HIT is rare on ECMO, should be suspected, if platelets are decreasing, but seems not to increase mortality if treated promptly.

摘要

目的

未分级肝素(UFH)是常用的抗凝剂,用于防止 ECMO 回路凝血和插管血管血栓形成。UFH 的副作用是肝素诱导的血小板减少症(HIT)。关于 ECMO 期间的 HIT 以及在新诊断出 HIT 的 ECMO 患者中改变抗凝治疗的影响知之甚少。

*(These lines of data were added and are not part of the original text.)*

PR #919, opened 2020-08-04
Implements Crafting Suggestions packet.

bluekirby0:
Also fixes topaz upstream issue #170

I tried asking around for retail accuracy checks. You can see in the code comments where there were uncertainties. I decided to push ahead with the commit due to how frustrating the associated bug it fixes is.

**_I affirm:_**


bluekirby0:
Going to resubmit off of a branch, sorry.

PR #921, opened 2020-08-04
Bestiary QC: Undead

wrenffxi:
**_I affirm:_**

Screw skeletons.  They're like "Those of us with this name are either BLMs or WARs or DRKs, except in this zone where we're all BLMs, and in these three zones we have different flags, and in these two zones we have different animation subs, and in this one zone we have an unusual model.  Also there's an NM version with the same name in one zone."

本研究的目的是确定在接受静脉-静脉(VV)或静脉-动脉(VA)ECMO 治疗的严重呼吸衰竭患者中,肝素诱导的血小板减少症(HIT)的患病率、并发症、转换为阿加曲班抗凝的影响以及接受 ECMO 治疗的患者的结果。

方法

对 2006 年 1 月至 2016 年 12 月期间在雷根斯堡大学医院重症监护病房(ICU)接受 VV ECMO 治疗严重呼吸衰竭和 VA ECMO 治疗循环衰竭的连续患者前瞻性收集的数据进行回顾性观察性单中心研究。HIT 在 ECMO 上的治疗是用阿加曲班进行的。

结果

507 名需要 ECMO 的患者被纳入研究。如果 HIT-4T 评分≥4,则进一步进行 HIT 诊断。HIT 确诊组的 HIT-酶联免疫吸附试验(ELISA)阳性和肝素诱导的血小板活化(HIPA)试验阳性,HIT 疑似组的 HIT-ELISA 阳性且 HIPA 缺失,但在出院前仍接受替代抗凝治疗,HIT 排除组的 HIT-ELISA 阴性或阳性,但 HIPA 阴性。这些与任何 HIT 怀疑均无的 ECMO 对照组进行比较。HIT 确诊组的患病率为 3.2%,HIT 疑似组为 2.0%,HIT 排除组为 10.8%。与 VA 相比,VV 中确诊的 HIT 趋势更为频繁(3.9%比 1.7%,p=0.173)。与 ECMO 对照组相比,确诊的 HIT 患者在 ECMO 上的时间更长(中位数 13 天 vs. 8 天,p=0.002)。在 HIT 确诊组中,不同类型的并发症发生率高于 ECMO 对照组,但住院死亡率无差异(31%比 41%,p=0.804)。

结论

HIT 在 ECMO 上很少见,如果血小板减少,应怀疑 HIT,但如果及时治疗,似乎不会增加死亡率。